Block Diffusion Delay Attack and Its Countermeasures in a Bitcoin Network

山本 将成 (1811295)


In the Bitcoin system,transactions and their collections (i.e., blocks) are distributed over a Peer-to-Peer (P2P) network (i.e., Bitcoin network) constructed by participating nodes. Each node maintains a distributed ledger (i.e., blockchain) consisting of retrieved blocks. Therefore, speedy block distribution over the Bitcoin network is essential for all nodes to reach a global consensus on the blockchain. On the other hand, Bitcoin clients are developed as open source software, and thus they can be modified by malicious users. In the existing work, it has been pointed out that an attacker can delay the block propagation between neighboring nodes by exploiting the regular timeout mechanism for unexpected slow block transfer caused by temporal network trouble. In this thesis, we focus on a risk of block diffusion delay attack where multiple attackers colluding with a specific miner, which is a special node that aims to build blocks, disturb the propagation of blocks generated by competing miners. Through simulation experiments, we first reveal that over 40% honest nodes cannot normally retrieve a block when there are only 1% adversary nodes in the system but they are located at high-degree nodes.
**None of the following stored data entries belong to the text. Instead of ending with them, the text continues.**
PR #1831, opened 2015-09-17
update for near-fault PSHA calculation

vup1120:
The pull request adding the near-fault PSHA calculation part into the release note 1.5


micheles:
I would change this to

```
Added near-fault directivity probabilistic seismic hazard
analysis for classical PSHA calculations with simple fault
sources. We implemented the most recent NGA-WEST2
directivity model and the associated GMPE which is, up to now,
the only GMPE model explicitly including the effect.  More
details can be found in the manual.
```

vup1120:
Thanks Michele! It has been updated.

micheles:
LGTM

PR #1834, opened 2015-09-21
Fixed save_sites in the case of multiple assets on the same point

micheles:
See https://bugs.launchpad.net/oq-engine/+bug/1497898.
The tests are running here: https://ci.openquake.org/job/zdevel_oq-engine/1435/


raoanirudh:
LGTM

PR #1835, opened 2015-09-21
Simplified the GMF export test

micheles:
Producing less GMFs, so that the expected file is smaller and the debugging is easier.
This branch requires the companion https://github.com/gem/oq-risklib/pull/387.
The tests are running here: https://ci.openquake.org/job/zdevel_oq-engine/1438/


ptormene:
LGTM

PR #1837, opened 2015-09-21
Fix broken link to risklib changelog

raoanirudh:


doc/engine/What's-new.md
```diff
@@ -137,7 +137,7 @@ the functionality only works for hazard calculations
 but it is expected to grow in the future.
 
 13. Several other improvements have been made to oq-lite, too many to list
-them all here; please see the [changelog](https://raw.githubusercontent.com/gem/oq-risklib/engine-1.5/debian/changelog) for the complete list.
```
daniviga: I would prefer to keep this file linked to the engine-1.5 branch since it's the 1.5 "What's new" it should refer the 1.5 related risklib. @micheles what do you think?

micheles: Yes, the link is to the engine-1.5 branch on purpose, let's keep it.

PR #1849, opened 2015-10-01
doc: fix demos and celeryconfig paths

daniviga:
In the stable documentation we still have path referring to the old celeryconfig and demos locations.

This PR is against engine-1.5 and should then be merged into master. I don't think we'll need a new package release (at least, not just for this).


micheles:
LGTM

PR #1857, opened 2015-10-08
Turned off the self-termination "feature"

micheles:
Now Jenkins should not commit suicide as it happens frequently with an error

```python
openquake.engine.celery_node_monitor.MasterKilled: The openquake master process was killed by the CeleryNodeMonitor because some node failed
```


daniviga:
+1, LGTM

Issue #1862, opened 2015-10-10
The region_constraint in the association queries sometimes is not respected


micheles:
We discovered the problem in the reduced risk model for Italy, with ~80,000 assets on ~8,000 sites and a region constraint around Tuscany. The graph below has a red spot on the top border, in the center:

To alleviate the block diffusion delay attacks, we first propose a speedy recovery method from the interruption by adjusting the timeout value and give a simple analysis for an appropriate timeout value for both normal and fast block retrieval. As for a countermeasure to suppress the reception of the block diffusion delay attack itself, we further propose a block retrieval node selection method based on the past download rate from each neighbor. Through simulation experiments, we show that each node can speedily select appropriate block retrieval node in the continuous block generation and diffusion events of the Bitcoin system.